G., come talento tecnico, supera i contemporanei; di fronte a Wolfram von Eschenbach, che è il vero grande poeta di quel tempo, ma di cui egli, non potendo comprenderne il genio diametralmente opposto al suo, apertamente biasimò la lingua capricciosa e bizzarra e l'oscurità ermetica del pensiero, G. rappresenta l'artista finito, il verseggiatore e il coloritore insuperabile: e, per lo sfondo psicologico su cui è costruita, la sua opera è quanto di più moderno possiede la letteratura tedesca del Medioevo.
L'influenza di G. sui suoi contemporanei e sui poeti dei tempi posteriori fu profonda e tenace: i suoi procedimenti artistici ebbero un numero grandissimo di imitatori due dei quali, lo svevo Ulrico di Türheim ed Enrico di Freiberg, continuarono l'opera sua interrotta, conducendo a termine non senza abilità e fortuna, specie il secondo, il poema fino alla morte di Tristano e d'Isotta e alla loro sepoltura in Cornovaglia.
Ediz.: L'editio princeps è del 1785 ed è contenuta, insieme con la continuazione del Freiberg, nel II volume della Sammlung altdeutscher Gedichte del v. Myller: il testo è difettoso e, in ogni modo, non più utilizzabile. Altre ediz.: E. v. Groote (con la continuazione di Ulrich), Berlino 1821; F. H. von der Hagen (con le due continuazioni), Breslavia 1823; H.F. Massmann (con la continuazione di Ulrich), Lipsia 1843; R. Bechstein, con note esplicative, 4ª ediz., Lipsia 1923; W. Golther (voll. 113, 120 della Deutsche Nationallitteratur del Kürschner), Stoccarda s. d. Ottima versione neotedesca è quella di W. Hertz, Stoccarda 1904, 4ª ed.

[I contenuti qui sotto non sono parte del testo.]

PR #8490, opened 2018-09-17
Fix printing of raw terms for lambda's without parameters

LasseBlaauwbroek:
When parsing terms, sometimes lambda's without any variables are
inserted. An example of such a term is
```coq
let x := 1 in True
```
This term gets parsed in to the following pseudo-term:
```coq
let x := fun => 1 in True
```
This means that during parsing, a lambda without parameters gets inserted.
These lambdas are detected and removed when globalizing terms
from ```Constrexpr.constr_expr``` to ```Glob_term.glob_constr``` in function ```Constrintern.internalize```:
https://github.com/coq/coq/blob/dd84c113a154742dff86328ebc758097e9aac8eb/interp/constrintern.ml#L1869-L1871

This works, but I have a usecase where I have to print terms that have not been internalized.
The printing function assumes that all lambdas have at least one parameter, however, as can be seen from the following two snippets:
https://github.com/coq/coq/blob/dd84c113a154742dff86328ebc758097e9aac8eb/printing/ppconstr.ml#L530-L537
https://github.com/coq/coq/blob/dd84c113a154742dff86328ebc758097e9aac8eb/printing/ppconstr.ml#L391-L398

This pull requests updates the printing function to ignore empty lambdas. Note that there are probably much better solutions for this problem. If so, please let me know.

This change does not affect anything in coq directly because raw terms are never printed, this is only for my usecase (and anyone else's in the future). I ran the tests on the v8.8 branch, which passed. I am currently unable to compile master.

**Kind:** bug fix

### DIFF
--- a/interp/constrintern.ml
+++ b/interp/constrintern.ml
@@ -1866,9 +1866,7 @@ let internalize globalenv env pattern_mode (_, ntnvars as lvar) c =
     | CProdN (bl,c2) ->
         let (env',bl) = List.fold_left intern_local_binder (env,[]) bl in
         expand_binders ?loc mkGProd bl (intern_type env' c2)
-    | CLambdaN ([],c2) ->
-        (* Such a term is built sometimes: it should not change scope *)
-        intern env c2
+    | CLambdaN ([],c2) -> anomaly (Pp.str "the AST is malformed, found lambda without binders")
     | CLambdaN (bl,c2) ->
         let (env',bl) = List.fold_left intern_local_binder (reset_tmp_scope env,[]) bl in
         expand_binders ?loc mkGLambda bl (intern env' c2)
--- a/parsing/g_constr.mlg
+++ b/parsing/g_constr.mlg
@@ -261,7 +261,7 @@ GRAMMAR EXTEND Gram
         { let ty,c1 = match ty, c1 with
           | (_,None), { CAst.v = CCast(c, CastConv t) } -> (Loc.tag ?loc:(constr_loc t) @@ Some t), c (* Tolerance, see G_vernac.def_body *)
           | _, _ -> ty, c1 in
-          CAst.make ~loc @@ CLetIn(id,mkCLambdaN ?loc:(constr_loc c1) bl c1,
+          CAst.make ~loc @@ CLetIn(id,(if bl = [] then c1 else mkCLambdaN ?loc:(constr_loc c1) bl c1),
                  Option.map (mkCProdN ?loc:(fst ty) bl) (snd ty), c2) }
       | "let"; fx = single_fix; "in"; c = operconstr LEVEL "200" ->
           { let fixp = mk_single_fix fx in
--- a/printing/ppconstr.ml
+++ b/printing/ppconstr.ml
@@ -395,7 +395,7 @@ let tag_var = tag Tag.variable
         kw n ++ pr_binder false pr_c (nal,k,t)
       | (CLocalAssum _ | CLocalPattern _ | CLocalDef _) :: _ as bdl ->
         kw n ++ pr_undelimited_binders sep pr_c bdl
-      | [] -> assert false
+      | [] -> anomaly (Pp.str "the ast is malformed, found lambda without binders")
 
   let pr_binders_gen pr_c sep is_open =
     if is_open then pr_delimited_binders pr_com_at sep pr_c


herbelin:
@LasseBlaauwbroek: Thanks a lot for the careful analysis of the situation. There are indeed several solutions to this issue, see #7867. In #7867, we decided to work at the level of the parser, which would mean to add a `if bl = [] then c1 else` in front of `mkLambdaC` in `parsing/g_constr.mlg` in the right-hand side for parsing `let`. Would you be ok with following this path?

LasseBlaauwbroek:
That looks like it is indeed a better solution than mine. I had not noticed that this was already fixed in master. I think this makes my PR superfluous. However, might I suggest that the following lines are removed since they should not serve a purpose anymore:
https://github.com/coq/coq/blob/dd84c113a154742dff86328ebc758097e9aac8eb/interp/constrintern.ml#L1869-L1871

herbelin:
> I had not noticed that this was already fixed in master. I think this makes my PR superfluous.

This is actually only partially fixed in master. Your example shows a second instance of `mkLambdaC` which we failed to fix in PR #7867 and which remains to be fixed.

> However, might I suggest that the following lines are removed since they should not serve a purpose anymore:
>  | CLambdaN ([],c2) -> 

Yes, I agree and I would suggest to replace the right-hand side with an `assert false`.

LasseBlaauwbroek:
Oke, I made the changes we discussed. Should be better now. There is still one unguarded `mkLambdaC` left, but that one should be fine.

herbelin:
> There is still one unguarded mkLambdaC left, but that one should be fine.

Yes, this one should be fine. Thanks.

@ejgallego: ok for you?

ejgallego:
> @ejgallego: ok for you?

Sure @herbelin !

herbelin:
OK, shall merge tomorrow end of afternoon in Paris.

herbelin:
@LasseBlaauwbroek: I'm sorry, I did not see that the compilation fails (in particular in the test-suite). I suspect that this is because of the presence of `mkCLambdaN` in other parts of the code, like in `def_body` in `vernac/g_vernac.mlg`, but in other places also.

Considering the relatively high number of `mkCLambdaN` around, I would lean towards going back to a fix I proposed in #8286's fix of #7867, but which @ejgallego did not like very much. So, @ejgallego, would you be ok to go back to moving the `if l = [] then c else` things directly in the code of `mkCLambdaN` (the consequence would be that the absence of degenerate `CLambda` is enforced in the `constr_expr` structure)? I would find strange that parsing and printing care about not showing degenerate `CLambda` but that the internal structure allows it. (This would be a bit similar to our forbidding of `App(f,[||])` in `constr`). I'm afraid that allowing degenerate `CLambda` would otherwise be a source of worries for plugins which may forget to care that their code is compatible with the degenerate case (as we ourselves forgot to care for printing). @ejgallego, it is maybe also that I did not understand your sentence "keep the code as it, however document the functions and the special pattern/case for the empty list" [here](https://github.com/coq/coq/pull/8286#pullrequestreview-151591899): in particular was "it" referring to the PR's code or to the master's code, and was "function" referring to `mkCLambdaC` or to some other function?

ejgallego:
> So, @ejgallego, would you be ok to go back to moving the `if l = [] then c else` things directly in the code of `mkCLambdaN` (the consequence would be that the absence of degenerate `CLambda` is enforced in the `constr_expr` structure)?

Well, it seems strange to me that `mkCLambda` would silently try to fix caller that are violating its precondition. Code calling `mkCLambda` with 0 arguments seems broken, don't you think?

I know the `mkCLambda` pattern you propose can be convenient in some functional programming styles, however maybe such variations should be made local, instead of assigning a counter-intuitive behavior to a core AST function.

ejgallego:
Anyways my point of view is not hard in any of the choices, as I understand each proposal seems to have its own advantages and disadvantages, I wonder what do other people think.

ejgallego:
> @ejgallego: Would a change of the name of `mkCLambda` into `mkNonDegenerateCLambda` or `mkCLambdaSmart`, ... makes things less strange.

@herbelin indeed `mkCLambdaSmart` seems like a very good idea and IMHO leaves clear the purpose of the function.

herbelin:
> @herbelin indeed mkCLambdaSmart seems like a very good idea and IMHO leaves clear the purpose of the function.

Since this gives little interest left for a function `mkCLambda` (compare to using `CLambda` directly), I guess one would go for a deprecation of it?

ejgallego:
> Since this gives little interest left for a function `mkCLambda` (compare to using `CLambda` directly), I guess one would go for a deprecation of it?

I dunno, it could be well that in the future we find a use for it. Note that the same could be said then for all the other `mkFoo` functions in constrexpr_ops, couldn't it?

herbelin:
> I dunno, it could be well that in the future we find a use for it. Note that the same could be said then for all the other mkFoo functions in `constrexpr_ops`, couldn't it?

More or less: `mkAppC` (in passing, why `mkAppC` and not `mkCApp`?) is already smart in that it compacts several `App` into one. In addition to `mkCLambdaN` and `mkCProdN`, only `mkCastC` and `mkLetInC` (note again the trailing `C`s) are only applying the constructor w/o doing anything special (each are used exactly once in the archive).

So, certainly a uniformisation to do (but which would go beyond the scope of the PR). Maybe we shouldn't actually mix a needed uniformization/documentation of the `constrexpr_ops` API with the purpose of this PR?

ejgallego:
Indeed I am not sure what to say; it seems to me that what to do here is very subjective. I am open to any approach you deem fit, all my comments were in the category of "soft" suggestions.

LasseBlaauwbroek:
Ah, I was assuming that the failed build was due to unrelated issues. (I can't seem to build master locally at all.) The discussion above is a little beyond my knowledge of the code base, so I will let you hash it out. But I don't think that I will be able to make the required code modifications.

herbelin:
@ejgallego. I think indeed that our discussion went a bit far...

@LasseBlaauwbroek I can then to take over considering how far this discussion went.

@ejgallego: I propose to keep `mkCLambda`, to add `mkCLambdaSmart` and then conclude this PR. OK?

ejgallego:
> @ejgallego: I propose to keep `mkCLambda`, to add `mkCLambdaSmart` and then conclude this PR. OK?

Sounds great to me, thanks!

herbelin:
Continued in #8662. @LasseBlaauwbroek, @ejgallgo, I'm then closing this PR.

LasseBlaauwbroek:
Thank you for the fix. May I suggest that the error checking that is in this PR still be merged? It seems to me that it is still theoretically possible for a malformed AST to be created, so why not build in some defensive code?

herbelin:
OK, I made #8680 for the malformed AST check.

Bibl.: H. Rötteken, Das innere Leben bei G. v. Str., in Zeitschrift für deut. Altertum, XXXIV, p. 82 segg.; R. Preuss, Stilistische Forschungen über G. v. Str., Strasburgo 1882; J. Bédier, Le roman de Tristan et d'Yseult, Parigi 1900; F. Piquet, L'originalité de G. de Str., Lilla 1905; W. Golther, Tristan und Isolde in den Dichtungen des Mittelalters und der neueren Zeit, Lipsia 1907; E. Nickel, Studien zum Liebesproblem bei G. v. S., Königsberg 1927. Cfr. la bibl. alla voce tristano e isotta.